* _Work request_:
Copy out, from the data, each line containing the string "https".

------ Entries supplied ------

PR #3565, opened 2021-02-04
Fix UTF-8 encoding errors when running EasyBuild with Python 3.0.x-3.6.x

Flamefire:
When the system encoding is not UTF-8 Python 3 will try to decode files as ASCII which fails
This adds a test to CI with LC_ALL=C to enforce this situation and test cases reproducing failures in read_file, write_file and apply_regex_substitutions as seen in the wild

Example: https://github.com/easybuilders/easybuild-easyblocks/issues/2279 the failing text is valid UTF-8 (likely)

It seems only Python 3 < 3.7 is affected because in 3.7 a "UTF-8" mode was introduced which opens files as UTF-8 by default: https://www.python.org/dev/peps/pep-0540/

Fixes https://github.com/easybuilders/easybuild-easyblocks/issues/2279
fixed https://github.com/easybuilders/easybuild-easyblocks/issues/2329

This change makes sure files are opened with utf-8 encoding in Python 3 (Python 2 doesn't really care). This applies to read_file/write_file and friends as well as the logger which also opens files and if no encoding is specified it will run into the same situation: It uses the default encoding which may be ASCII and then fail to log UTF-8 encoded strings. Example: Dumping an EC with an UTF-8 char in the description

### DIFF
--- a/.github/workflows/unit_tests.yml
+++ b/.github/workflows/unit_tests.yml
@@ -169,6 +169,12 @@ jobs:
           PRINTED_MSG=$(egrep -v "${IGNORE_PATTERNS}" test_framework_suite.log | grep '\.\n*[A-Za-z]' || true)
           test "x$PRINTED_MSG" = "x" || (echo "ERROR: Found printed messages in output of test suite\n${PRINTED_MSG}" && exit 1)
 
+          # There may be encoding errors in Python 3 which are hidden when an UTF-8 encoding is set
+          # Hence run the tests again with LC_ALL=C
+          if [[ ${{matrix.python}} =~ "3." ]]; then
+            LC_ALL=C python -O -m test.framework.suite
+          fi
+
     - name: test bootstrap script
       run: |
           # (re)initialize environment for modules tool
--- a/.github/workflows/unit_tests.yml
+++ b/.github/workflows/unit_tests.yml
@@ -9,6 +9,7 @@ jobs:
         python: [2.7, 3.5, 3.6, 3.7, 3.8, 3.9]
         modules_tool: [Lmod-7.8.22, Lmod-8.2.9, modules-tcl-1.147, modules-3.2.10, modules-4.1.4]
         module_syntax: [Lua, Tcl]
+        lc_all: [""]
         # exclude some configuration for non-Lmod modules tool:
         # - don't test with Lua module syntax (only supported in Lmod)
         # - exclude Python 3.x versions other than 3.6, to limit test configurations
@@ -51,6 +52,13 @@ jobs:
             python: 3.8
           - modules_tool: Lmod-7.8.22
             python: 3.9
+        # There may be encoding errors in Python 3 which are hidden when an UTF-8 encoding is set
+        # Hence run the tests (again) with LC_ALL=C and Python 3.6 (or any < 3.7)
+        include:
+          - python: 3.6
+            modules_tool: Lmod-8.2.9
+            module_syntax: Lua
+            lc_all: C
       fail-fast: false
     steps:
     - uses: actions/checkout@v2
@@ -129,6 +137,7 @@ jobs:
         EB_VERBOSE: 1
         EASYBUILD_MODULE_SYNTAX: ${{matrix.module_syntax}}
         TEST_EASYBUILD_MODULE_SYNTAX: ${{matrix.module_syntax}}
+        LC_ALL: ${{matrix.lc_all}}
       run: |
           # run tests *outside* of checked out easybuild-framework directory,
           # to ensure we're testing installed version (see previous step)
@@ -168,12 +177,6 @@ jobs:
           # '|| true' is needed to avoid that Travis stops the job on non-zero exit of grep (i.e. when there are no matches)
           PRINTED_MSG=$(egrep -v "${IGNORE_PATTERNS}" test_framework_suite.log | grep '\.\n*[A-Za-z]' || true)
           test "x$PRINTED_MSG" = "x" || (echo "ERROR: Found printed messages in output of test suite\n${PRINTED_MSG}" && exit 1)
-
-          # There may be encoding errors in Python 3 which are hidden when an UTF-8 encoding is set
-          # Hence run the tests again with LC_ALL=C
-          if [[ ${{matrix.python}} =~ "3." ]]; then
-            LC_ALL=C python -O -m test.framework.suite
-          fi
 
     - name: test bootstrap script
       run: |
--- a/easybuild/base/fancylogger.py
+++ b/easybuild/base/fancylogger.py
@@ -580,6 +580,8 @@ def logToFile(filename, enable=True, filehandler=None, name=None, max_bytes=MAX_
         'maxBytes': max_bytes,
         'backupCount': backup_count,
     }
+    if sys.version_info[0] >= 3:
+        handleropts['encoding'] = 'utf-8'
     # logging to a file is going to create the file later on, so let's try to be helpful and create the path if needed
     directory = os.path.dirname(filename)
     if not os.path.exists(directory):
--- a/easybuild/base/optcomplete.py
+++ b/easybuild/base/optcomplete.py
@@ -594,8 +594,8 @@ def autocomplete(parser, arg_completer=None, opt_completer=None, subcmd_complete
         if isinstance(debugfn, logging.Logger):
             debugfn.debug(txt)
         else:
-            with open(debugfn, 'a') as f:
-                f.write(txt)
+            with open(debugfn, 'a') as fh:
+                fh.write(txt)
 
     # Exit with error code (we do not let the caller continue on purpose, this
     # is a run for completions only.)
--- a/easybuild/base/optcomplete.py
+++ b/easybuild/base/optcomplete.py
@@ -594,9 +594,8 @@ def autocomplete(parser, arg_completer=None, opt_completer=None, subcmd_complete
         if isinstance(debugfn, logging.Logger):
             debugfn.debug(txt)
         else:
-            f = open(debugfn, 'a')
-            f.write(txt)
-            f.close()
+            with open(debugfn, 'a') as f:
+                f.write(txt)
 
     # Exit with error code (we do not let the caller continue on purpose, this
     # is a run for completions only.)
--- a/easybuild/scripts/fix_docs.py
+++ b/easybuild/scripts/fix_docs.py
@@ -57,13 +57,12 @@ for tmp in py_files:
         continue
     with open(tmp) as f:
         temp = "tmp_file.py"
-        out = open(temp, 'w')
-        for line in f:
-            if "@author" in line:
-                out.write(re.sub(r"@author: (.*)", r":author: \1", line))
-            elif "@param" in line:
-                out.write(re.sub(r"@param ([^:]*):", r":param \1:", line))
-            else:
-                out.write(line)
-        out.close()
+        with open(temp, 'w') as out:
+            for line in f:
+                if "@author" in line:
+                    out.write(re.sub(r"@author: (.*)", r":author: \1", line))
+                elif "@param" in line:
+                    out.write(re.sub(r"@param ([^:]*):", r":param \1:", line))
+                else:
+                    out.write(line)
         os.rename(temp, tmp)
--- a/easybuild/scripts/fix_docs.py
+++ b/easybuild/scripts/fix_docs.py
@@ -55,10 +55,10 @@ for tmp in py_files:
     # exclude self
     if os.path.basename(tmp) == os.path.basename(__file__):
         continue
-    with open(tmp) as f:
+    with open(tmp) as fh:
         temp = "tmp_file.py"
         with open(temp, 'w') as out:
-            for line in f:
+            for line in fh:
                 if "@author" in line:
                     out.write(re.sub(r"@author: (.*)", r":author: \1", line))
                 elif "@param" in line:
--- a/easybuild/scripts/mk_tmpl_easyblock_for.py
+++ b/easybuild/scripts/mk_tmpl_easyblock_for.py
@@ -225,8 +225,8 @@ try:
     dirpath = os.path.dirname(easyblock_path)
     if not os.path.exists(dirpath):
         os.makedirs(dirpath)
-    with open(easyblock_path, "w") as f:
-        f.write(txt)
+    with open(easyblock_path, "w") as fh:
+        fh.write(txt)
 except (IOError, OSError) as err:
     sys.stderr.write("ERROR! Writing template easyblock for %s to %s failed: %s" % (name, easyblock_path, err))
     sys.exit(1)
--- a/easybuild/scripts/mk_tmpl_easyblock_for.py
+++ b/easybuild/scripts/mk_tmpl_easyblock_for.py
@@ -225,9 +225,8 @@ try:
     dirpath = os.path.dirname(easyblock_path)
     if not os.path.exists(dirpath):
         os.makedirs(dirpath)
-    f = open(easyblock_path, "w")
-    f.write(txt)
-    f.close()
+    with open(easyblock_path, "w") as f:
+        f.write(txt)
 except (IOError, OSError) as err:
     sys.stderr.write("ERROR! Writing template easyblock for %s to %s failed: %s" % (name, easyblock_path, err))
     sys.exit(1)
--- a/easybuild/tools/configobj.py
+++ b/easybuild/tools/configobj.py
@@ -1213,9 +1213,8 @@ class ConfigObj(Section):
         if isinstance(infile, string_type):
             self.filename = infile
             if os.path.isfile(infile):
-                h = open(infile, 'r')
-                infile = h.read() or []
-                h.close()
+                with open(infile, 'r') as h:
+                    infile = h.read() or []
             elif self.file_error:
                 # raise an error if the file doesn't exist
                 raise IOError('Config file not found: "%s".' % self.filename)
@@ -1224,9 +1223,8 @@ class ConfigObj(Section):
                 if self.create_empty:
                     # this is a good test that the filename specified
                     # isn't impossible - like on a non-existent device
-                    h = open(infile, 'w')
-                    h.write('')
-                    h.close()
+                    with open(infile, 'w') as h:
+                        h.write('')
                 infile = []
 
         elif isinstance(infile, (list, tuple)):
@@ -2052,9 +2050,8 @@ class ConfigObj(Section):
         if outfile is not None:
             outfile.write(output)
         else:
-            h = open(self.filename, 'wb')
-            h.write(output)
-            h.close()
+            with open(self.filename, 'wb') as h:
+                h.write(output)
 
     def validate(self, validator, preserve_errors=False, copy=False,
                  section=None):
--- a/easybuild/tools/configobj.py
+++ b/easybuild/tools/configobj.py
@@ -1213,8 +1213,8 @@ class ConfigObj(Section):
         if isinstance(infile, string_type):
             self.filename = infile
             if os.path.isfile(infile):
-                with open(infile, 'r') as h:
-                    infile = h.read() or []
+                with open(infile, 'r') as fh:
+                    infile = fh.read() or []
             elif self.file_error:
                 # raise an error if the file doesn't exist
                 raise IOError('Config file not found: "%s".' % self.filename)
@@ -1223,8 +1223,8 @@ class ConfigObj(Section):
                 if self.create_empty:
                     # this is a good test that the filename specified
                     # isn't impossible - like on a non-existent device
-                    with open(infile, 'w') as h:
-                        h.write('')
+                    with open(infile, 'w') as fh:
+                        fh.write('')
                 infile = []
 
         elif isinstance(infile, (list, tuple)):
@@ -2050,8 +2050,8 @@ class ConfigObj(Section):
         if outfile is not None:
             outfile.write(output)
         else:
-            with open(self.filename, 'wb') as h:
-                h.write(output)
+            with open(self.filename, 'wb') as fh:
+                fh.write(output)
 
     def validate(self, validator, preserve_errors=False, copy=False,
                  section=None):
--- a/easybuild/tools/filetools.py
+++ b/easybuild/tools/filetools.py
@@ -40,7 +40,6 @@ Set of file tools.
 """
 import datetime
 import difflib
-import fileinput
 import glob
 import hashlib
 import imp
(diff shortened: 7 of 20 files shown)


.github/workflows/unit_tests.yml
```diff
@@ -169,6 +169,12 @@ jobs:
           PRINTED_MSG=$(egrep -v "${IGNORE_PATTERNS}" test_framework_suite.log | grep '\.\n*[A-Za-z]' || true)
           test "x$PRINTED_MSG" = "x" || (echo "ERROR: Found printed messages in output of test suite\n${PRINTED_MSG}" && exit 1)
 
+          # There may be encoding errors in Python 3 which are hidden when an UTF-8 encoding is set
+          # Hence run the tests again with LC_ALL=C
+          if [[ ${{matrix.python}} =~ "3." ]]; then
+            LC_ALL=C python -O -m test.framework.suite
```
boegel, line 175: Oh may, there's a bit extreme... The test suite already runs quite long.

How about just adding a test configuration with Python 3.x + `$LC_ALL` set to `C`?

easybuild/base/fancylogger.py
```diff
@@ -580,6 +580,8 @@ def logToFile(filename, enable=True, filehandler=None, name=None, max_bytes=MAX_
         'maxBytes': max_bytes,
         'backupCount': backup_count,
     }
+    if sys.version_info[0] >= 3:
+        handleropts['encoding'] = 'utf-8'
```
boegel, line 584: This deserves a comment to explain why this is needed?

boegel (changes requested):

.github/workflows/unit_tests.yml
Flamefire: Yeah, it's another 16 minutes on top of the 18 minutes...
IMO we need this for Python 3.5 and any Python >= 3.6. At least till we find another issue... Hence this is the most complete and the safe bet.
But running tests with LC_ALL=C is also potentially problematic. E.g. I found issues where the tests relied on an English locale which gets hidden by LC_ALL=C.
But yes, I guess it makes sense to refine the test matrix. But then we should talk about it in more general. E.g.

> exclude Python 3.x versions other than 3.6, to limit test configurations

This is not what's happening now and the `exclude` is overly complicated. `include` is much better here. So maybe we should first define which test configurations to test exactly. This should include Python 3.5 and any Python >= 3.6 run twice for e.g. LC_ALL and a non-English UTF-8 locale

easybuild/base/fancylogger.py
Flamefire: Erm, to make sure sure logs are utf-8 encoded? I don't really know what else to explain which isn't already stated by `encoding = utf-8`

All the gory details about default encoding in Python 3, 3.6, 3.7 would IMO be overkill here.

boegel: But *why* do logs need to be utf-8 encoded all of a sudden :)

Flamefire: Because we log potentially UTF-8 encoded strings and if the default doesn't happen to be utf-8 we get encoding errors. This change makes us not rely on the default to be UTF-8 (e.g. on Python 3.6) but choose it explicitly. It accidentally worked prior to the change because we didn't test that case (i.e. no LC_ALL=C), so this is a bugfix
I'll add that to the PR description to answer why we need the change, however I'd avoid adding a more or less trivial comment to the code.

.github/workflows/unit_tests.yml
boegel: We currently have 3 "dimensions":

* Python version (currently 6)
* modules tool (5)
* module syntax (2)

So in theory we have 60 combinations, but some don't make sense (non-Lmod modules with Lua syntax), and we already strip out some to limit the number of test configurations (we only test Lmod 8 with all Python 3 versions), which leads to 22 test configurations currently (+ 1 code style check).

Adding environment variables like `$LC_ALL` in the mix blows things up, especially if want want to consider multiple values for `$LC_ALL` (default, `C`, non-English UTF-8).

I would be fine, for now, with just adding `LC_ALL=C` with Python 3.6, Lmod 8 and Lua, since that would be enough to catch the problem being fixed, and it's the most common setup in which EasyBuild is being used (the exact Python 3.x version doesn't matter much).

Doing that would indeed require a rewrite of the test matrix, which I'd like to keep for a separate PR (we really want this one merged for the next EasyBuild release, which I want to push out ASAP now).

So how about we make the `if` test here a stricter so that we only also check with `LC_ALL=C` in *one* test configuration? Then that configuration would be "expensive", but it's only a single one...

Ideally we also change the order of the values in the test matrix being tested, so the long-running test configuration is picked up first . Not all test configurations start in parallel, so the expensive one(s) should start first so they can overlap with others and not block the outcome of the whole test suite.

boegel: Another option would be to just add a specific test for using `read_file` & co when `LC_ALL=C` is set, but that may not be entirely trivial (you probably have to run the tests in a Python subshell to actually reproduce the problem being fixed here).

easybuild/base/optcomplete.py
```diff
@@ -594,9 +594,8 @@ def autocomplete(parser, arg_completer=None, opt_completer=None, subcmd_complete
         if isinstance(debugfn, logging.Logger):
             debugfn.debug(txt)
         else:
-            f = open(debugfn, 'a')
-            f.write(txt)
-            f.close()
+            with open(debugfn, 'a') as f:
```
boegel, line 597: @Flamefire We shouldn't use single-letter variables outside of list comprehensions, so please use `fh` (file handle) rather than `f`.

Bonus points if you can make `flake8` trip over this first (by tweaking `setup.cfg` so the `linting` workflow we already have will fail).

easybuild/scripts/fix_docs.py
```diff
@@ -57,13 +57,12 @@
...
-        for line in f:
-            if "@author" in line:
-                out.write(re.sub(r"@author: (.*)", r":author: \1", line))
-            elif "@param" in line:
-                out.write(re.sub(r"@param ([^:]*):", r":param \1:", line))
-            else:
-                out.write(line)
-        out.close()
+        with open(temp, 'w') as out:
+            for line in f:
```
boegel, line 61: Please rename `f` to `fh` while at it.

easybuild/scripts/mk_tmpl_easyblock_for.py
```diff
@@ -225,9 +225,8 @@ def make_module_extra(self):
     dirpath = os.path.dirname(easyblock_path)
     if not os.path.exists(dirpath):
         os.makedirs(dirpath)
-    f = open(easyblock_path, "w")
-    f.write(txt)
-    f.close()
+    with open(easyblock_path, "w") as f:
```
boegel, line 228: `f` -> `fh`

easybuild/tools/configobj.py
```diff
@@ -1213,9 +1213,8 @@ def _load(self, infile, configspec):
         if isinstance(infile, string_type):
             self.filename = infile
             if os.path.isfile(infile):
-                h = open(infile, 'r')
-                infile = h.read() or []
-                h.close()
+                with open(infile, 'r') as h:
```
boegel, line 1216: `h` -> `fh`

easybuild/tools/configobj.py
```diff
@@ -1224,9 +1223,8 @@ def _load(self, infile, configspec):
                 if self.create_empty:
                     # this is a good test that the filename specified
                     # isn't impossible - like on a non-existent device
-                    h = open(infile, 'w')
-                    h.write('')
-                    h.close()
+                    with open(infile, 'w') as h:
```
boegel, line 1226: `h` -> `fh`

easybuild/tools/configobj.py
```diff
@@ -2052,9 +2050,8 @@ def write(self, outfile=None, section=None):
         if outfile is not None:
             outfile.write(output)
         else:
-            h = open(self.filename, 'wb')
-            h.write(output)
-            h.close()
+            with open(self.filename, 'wb') as h:
```
boegel, line 2053: `h` -> `fh`

.github/workflows/unit_tests.yml
Flamefire: And the issue is in more than just read_file. So we need to run all of it to be sure.

easybuild/tools/filetools.py
```diff
@@ -189,11 +188,19 @@ def is_readable(path):
         raise EasyBuildError("Failed to check whether %s is readable: %s", path, err)
 
 
+def _open(path, mode):
```
boegel, line 191: Maybe the function name could be a bit better here, like `_smart_open_file` or `_safe_open_file`?

easybuild/tools/filetools.py
```diff
@@ -189,11 +188,19 @@ def is_readable(path):
...
+    """Open a file. If mode is not binary, then utf-8 encoding will be selected for Python3"""
```
boegel, line 192: `will be selected` -> `will be used`
`Python3` -> `Python 3.x`

easybuild/tools/filetools.py
```diff
@@ -1011,10 +1018,9 @@ def calc_block_checksum(path, algorithm):
     _log.debug("Using blocksize %s for calculating the checksum" % blocksize)
 
     try:
-        f = open(path, 'rb')
-        for block in iter(lambda: f.read(blocksize), b''):
-            algorithm.update(block)
-        f.close()
+        with open(path, 'rb') as f:
```
boegel, line 1021: `f` -> `fh`

easybuild/tools/filetools.py
```diff
@@ -1381,14 +1381,21 @@ def apply_regex_substitutions(paths, regex_subs, backup='.orig.eb'):
...
 
-                for line_id, line in enumerate(fileinput.input(path, inplace=1, backup=backup_ext)):
-                    for regex, subtxt in compiled_regex_subs:
-                        match = regex.search(line)
-                        if match:
-                            origtxt = match.group(0)
-                            _log.info("Replacing line %d in %s: '%s' -> '%s'", (line_id + 1), path, origtxt, subtxt)
-                        line = regex.sub(subtxt, line)
-                    sys.stdout.write(line)
+                backup_path = path + (backup or '.bak')
```
boegel, line 1384: The `or '.bak` part is new, and implies always backing up?

That's a change in behavior, see code removed above that mentions *no* backup is created when an empty string is passed in as `backup` value...

I understand this complicates things below w.r.t. "streaming", but we should be careful here imho, in some places (like easyblocks beyond our control), the may rely on the `backup=''` behavior...

We can grab the text when doing the `.read()` above?

easybuild/tools/filetools.py
```diff
@@ -1381,14 +1381,21 @@ def apply_regex_substitutions(paths, regex_subs, backup='.orig.eb'):
...
+                            for regex, subtxt in compiled_regex_subs:
+                                match = regex.search(line)
+                                if match:
+                                    origtxt = match.group(0)
+                                    _log.info("Replacing line %d in %s: '%s' -> '%s'",
+                                              (line_id + 1), path, origtxt, subtxt)
+                                line = regex.sub(subtxt, line)
+                            out_file.write(line)
+                if not backup:
+                    remove_file(backup_path)
```
boegel, line 1398: Ah, ok, so we're not changing behavior after all... But we are reading the file twice though, that can be easily avoided now?

easybuild/tools/filetools.py
```diff
@@ -2042,7 +2049,7 @@ def find_flexlm_license(custom_env_vars=None, lic_specs=None):
             if lic_files:
                 for lic_file in lic_files:
                     try:
-                        open(lic_file, 'r')
+                        open(lic_file, 'r').close()
```
boegel, line 2052: This deserves a comment I think...
```
# just try to open file for reading, no need to actually read it
```

test/framework/utilities.py
```diff
@@ -264,9 +264,8 @@ def eb_main(self, args, do_build=False, return_error=False, logfile=None, verbos
             logfile = self.logfile
         # clear log file
         if logfile:
-            f = open(logfile, 'w')
-            f.write('')
-            f.close()
+            with open(logfile, 'w') as f:
```
boegel, line 267: `f` -> `fh`

test/framework/filetools.py
```diff
@@ -1212,6 +1233,15 @@ def test_apply_regex_substitutions(self):
         path = os.path.join(self.test_prefix, 'nosuchfile.txt')
         self.assertErrorRegex(EasyBuildError, error_pat, ft.apply_regex_substitutions, path, regex_subs)
 
+        # make sure apply_regex_substitutions can patch files that include UTF-8 characters
+        testtxt = b"foo \xe2\x80\x93 bar"  # This is an UTF-8 "-"
+        ft.write_file(testfile, testtxt)
+        ft.apply_regex_substitutions(testfile, [('foo', 'FOO')])
+        txt = ft.read_file(testfile)
+        if sys.version_info[0] == 3:
+            testtxt = testtxt.decode('utf-8')
```
boegel, line 1242: Hmm, shouldn't this `decode` be done in `read_file` itself, to maintain backward compatibility?

boegel (changes requested):

easybuild/tools/filetools.py
Flamefire: Couldn't think of anything useful. It is a wrapper around `open`, so maybe `_open_wrapper`? I wanted to keep the name simple as it basically just does call `open` and using a consistent default encoding, which is even basically a no-op in most cases. Nothing smart here ;)

easybuild/tools/filetools.py
Flamefire: Yes and no. I basically copied the logic from fileinput which does the same. The backup is removed if it is not wanted later but we need it for the stream-processing. So there is no change in behavior in practice: It is just more visible what also happened before

Yes using what we read above makes sense. This would likely be even faster. Maybe. However this means we'd need to do the line splitting ourselves. Not sure how different line endings are handled by the file iterable. So maybe move that to an issue and do later? As mentioned: No behavior change by now here.

test/framework/filetools.py
Flamefire: It does. This is only the decode on the  `testtxt` not `txt`

easybuild/tools/filetools.py
Flamefire: Ok it seems we can split the lines simply be `\n` and not reread the file. Sounds easy, will try.

easybuild/tools/filetools.py
Flamefire: Done

.github/workflows/unit_tests.yml
Flamefire: I added an extra job for that

easybuild/base/optcomplete.py
Flamefire: This requires a flake8 plugin. Not doing here as maybe more will pop up, maybe open an issue to introduce that later

boegel: Follow-up on this via #3568

.github/workflows/unit_tests.yml
```diff
@@ -9,6 +9,7 @@ jobs:
         python: [2.7, 3.5, 3.6, 3.7, 3.8, 3.9]
         modules_tool: [Lmod-7.8.22, Lmod-8.2.9, modules-tcl-1.147, modules-3.2.10, modules-4.1.4]
         module_syntax: [Lua, Tcl]
+        lc_all: [""]
```
boegel, line 12: Shouldn't this be `lc_all: ""`?

.github/workflows/unit_tests.yml
```diff
@@ -129,6 +137,7 @@ jobs:
         EB_VERBOSE: 1
         EASYBUILD_MODULE_SYNTAX: ${{matrix.module_syntax}}
         TEST_EASYBUILD_MODULE_SYNTAX: ${{matrix.module_syntax}}
+        LC_ALL: ${{matrix.lc_all}}
```
boegel, line 140: Now you're always setting `$LC_ALL`. Setting it to an empty value is *not* the same as not setting it at all.

So please make this conditional below (if `${{matrix.lc_all}}` is not empty, use it to define `$LC_ALL` via `export`

easybuild/base/fancylogger.py
boegel: OK, fine.

easybuild/tools/filetools.py
boegel: I prefer `_open_wrapper` over just `_open` then, I can't think of a better name myself either. :)

easybuild/tools/filetools.py
```diff
@@ -1011,10 +1018,9 @@ def calc_block_checksum(path, algorithm):
     _log.debug("Using blocksize %s for calculating the checksum" % blocksize)
 
     try:
-        f = open(path, 'rb')
-        for block in iter(lambda: f.read(blocksize), b''):
-            algorithm.update(block)
-        f.close()
+        with open(path, 'rb') as fh:
```
boegel, line 1021: also use `_open_wrapper` here, for consistency?

easybuild/tools/filetools.py
```diff
@@ -1360,35 +1366,37 @@ def apply_regex_substitutions(paths, regex_subs, backup='.orig.eb'):
...
-                        if match:
-                            origtxt = match.group(0)
-                            _log.info("Replacing line %d in %s: '%s' -> '%s'", (line_id + 1), path, origtxt, subtxt)
-                        line = regex.sub(subtxt, line)
-                    sys.stdout.write(line)
+                if backup:
+                    copy_file(path, path + backup)
+                with _open(path, 'w') as out_file:
+                    lines = txt_utf8.split('\n')
+                    del txt_utf8
```
boegel, line 1389: Why the `del` here already? Just let it go out of scope so garbage collector will pick it up?

This looks weird/dangerous to me, so if you have a good reason for it, you should add a comment.

easybuild/tools/filetools.py
```diff
@@ -2042,7 +2050,8 @@ def find_flexlm_license(custom_env_vars=None, lic_specs=None):
             if lic_files:
                 for lic_file in lic_files:
                     try:
-                        open(lic_file, 'r')
+                        # just try to open file for reading, no need to actually read it
+                        open(lic_file, 'r').close()
```
boegel, line 2054: Use `_open_wrapper`?

easybuild/tools/filetools.py
boegel: Maybe it should even be `open_wrapper`, so it's a public function that can be used in other places outside of the `filetools` module?

test/framework/filetools.py
boegel: ok, gotcha

test/framework/modulestool.py
```diff
@@ -39,7 +39,7 @@
 from easybuild.base import fancylogger
 from easybuild.tools import modules
 from easybuild.tools.build_log import EasyBuildError
-from easybuild.tools.filetools import which, write_file
+from easybuild.tools.filetools import which, write_file, read_file
```
boegel, line 42: `read_file` should go before `which` to retain alphabetical order

boegel (changes requested):

.github/workflows/unit_tests.yml
Flamefire: No. The matrix expects a list

.github/workflows/unit_tests.yml
Flamefire: I think this is fine. I tested `locale` and `LC_ALL= locale` and got the same output. I haven't found any information telling me otherwise but found https://www.baeldung.com/linux/locale-environment-variables
```
To reset it, we could export an empty value to LC_ALL:

$ export LC_ALL=
```

As this solution is the cleanest, easiest (code wise), I'd suggest to keep it

easybuild/tools/filetools.py
Flamefire: The scope is the function and the file read might be large. We basically copy the contents multiple times: input string, list and joined list. I wanted to keep the scope of that short to limit the amount of memory used similar to what `fileinput` did: Processing the file line-wise not as a whole. We don't do that anymore but can at least avoid having 3 copies in memory or accidentally using the wrong variable, so this is rather safe than dangerous

Note that the `del` is safe: It is simply that: It ends the variables lifetime prior to its scope, may lead to freeing its resources by the GC and if you were to use that variable you'd get an error "variable does not exist".
As `del` is a core Python feature I wouldn't add a comment here. The statement alone says "I'm done with this variable"

easybuild/tools/filetools.py
Flamefire: Went with `open_file` which is similar to read_file, write_file. We could name it `open_text_file` which would be more correct and tell, that we don't need it for binary files. But then it might be confusing, so I just changed the docstring and added a comment

easybuild/tools/filetools.py
Flamefire: As discussed in Slack: Not using that function for binary files

easybuild/tools/filetools.py
Flamefire: Changed to 'rb'-mode and hence not using the function intended for text files

boegel: :+1:

.github/workflows/unit_tests.yml
boegel: OK, good enough then.

.github/workflows/unit_tests.yml
boegel: Ugh, ok, fine.

easybuild/tools/filetools.py
boegel: OK, I'd expect it to be fine too, but it's still a pattern you don't see very often. Let's leave it as is, thanks for clarifying...

boegel (approved):

easybuild/tools/modules.py
```diff
@@ -1403,16 +1403,12 @@ def update(self):
...
-                        mkdir(cache_dir, parents=True)
-                    with open(cache_fp, 'w') as cache_file:
-                        cache_file.write(stdout)
-                except (IOError, OSError) as err:
-                    raise EasyBuildError("Failed to update Lmod spider cache %s: %s", cache_fp, err)
+                cache_fp = os.path.join(self.USER_CACHE_DIR, 'moduleT.lua')
+                self.log.debug("Updating Lmod spider cache %s with output from '%s'" % (cache_fp, ' '.join(cmd)))
+                cache_dir = os.path.dirname(cache_fp)
+                if not os.path.exists(cache_dir):
+                    mkdir(cache_dir, parents=True)
```
Flamefire, line 1410: FTR: write_file already does this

------

* _Reply_:
Example: https://github.com/easybuilders/easybuild-easyblocks/issues/2279 the failing text is valid UTF-8 (likely)
It seems only Python 3 < 3.7 is affected because in 3.7 a "UTF-8" mode was introduced which opens files as UTF-8 by default: https://www.python.org/dev/peps/pep-0540/
Fixes https://github.com/easybuilders/easybuild-easyblocks/issues/2279
fixed https://github.com/easybuilders/easybuild-easyblocks/issues/2329
Flamefire: I think this is fine. I tested `locale` and `LC_ALL= locale` and got the same output. I haven't found any information telling me otherwise but found https://www.baeldung.com/linux/locale-environment-variables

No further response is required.